General information
- Type: Hotel, residence, restaurant
- Location: Doha, Qatar
- Coordinates: 25°19′42″N 51°31′59″E﻿ / ﻿25.32833°N 51.53306°E
- Construction started: 2007
- Completed: 2014

Height
- Architectural: 157 m (515 ft)

Technical details
- Floor count: 42

= Bin Samikh Tower =

Bin Samikh is a skyscraper located in Doha, Qatar, which opened in 2014.

== Background ==
Ali bin Samikh Al Marri is a Qatari human rights figure and politician, chairman of the National Commission on Human Rights. He is also the CEO of Tamniyat Qatar Real Estate Investment (itself owned by Grand Heritage International), the company in charge of building the tower. Bin Samikh Holding, which combines the assets of Ali bin Samikh al-Marri, operates in the construction and real estate management sectors according to the rules imposed by Sharia law.
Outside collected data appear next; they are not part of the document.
PR #1228, opened 2026-06-10
feat: Added a binding for trafo phase clocks

nicow-elia:

It introduces a binding for the two and three winding transformer clock extension that is present in powsybl core. 

Currently, transformer clocks are not bound, so python users have no way of accessing the information.

Now they can read and write the transformer clock values stored in the .iidm

- [ ] Yes
- [x] No

**Other information**:
I have two open questions:

1. How do I document this extension? I found no existing patterns in other extension except for the getExtensionInformation string that describes to the user what this extension does?
2. OpenLoadFlow currently does not respect the trafo clock values, meaning they currently have no impact on voltage angles in the loadflow. I would argue the read/write feature simply for data management already has a value, but if you want to wait with merging this PR until trafo clock values are effective I can fully understand this. Alternatively I would propose that, wherever the extension shall be documented in pypowsybl, I would mention that this is not wired through openloadflow yet.


HugoKulesza (commented):
Regarding your two questions :
- for the documentation, indeed all the extensions are only documented through the `get_extensions_information` method. One way to ease the understanding of extensions would be to add a small paragraph on "The network model" User Guide readthedocs page, that indicates how to interact with extensions in general (`create_extensions`, `get_extensions`, `update_extensions`  and `get_extensions_information` to list available ones). If you want to do that, it would be great !

- Since the extension is already importable on powsybl-core side, I think that being able to see it/modify it is a good thing in itself even if it is not used in OpenLoadFlow. It seems used somewhere in powsybl-core at least (even if I'm not sure to even understand what it represents 🙃). I'm not sure that everything that is usable in pypowsybl is well used in simulators.

nicow-elia:
... so my challenge is now to write trafo clock docs that are so good that you know afterwards what they do - challenge accepted! :) (they just have a hardwired angle shift and a weird notion how to represent them)

HugoKulesza:
> ... so my challenge is now to write trafo clock docs that are so good that you know afterwards what they do - challenge accepted! :) (they just have a hardwired angle shift and a weird notion how to represent them)

I just think that this documentation should be written in powsybl-core, I don't think I have seen it there

nicow-elia:
There are a few sentences - can I link them sensibly without the link going out of sync? https://powsybl.readthedocs.io/projects/powsybl-core/en/v6.4.0/grid_model/extensions.html#two-windings-transformer-phase-angle-clock

HugoKulesza:
I actually think that there should be a link in pypowsybl doc that points to the general page of extensions (https://powsybl.readthedocs.io/projects/powsybl-core/en/latest/grid_model/extensions.html) and the general methods `get_extensions_information` etc...) and not documenting separately every extension (since it is just a mapping, and it is more probable that the documentation will be up to date on powsybl-core where it is defined).

HugoKulesza (approved):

Construction of the Bin Samikh Tower began in 2007 and was completed in 2014.

== Description ==
The construction of the tower, which was originally called the Swiss Deluxe Grand Hotel, required a budget of $150 million. The tower has 24 luxury hotel rooms, 170 residential apartments, 234 rooms, 192 apartments, and 4 restaurants. The hotels and apartments are managed by the Swiss companies Swiss luxury hotel management group and Swiss-Attixs International Hotels Group (SAIH).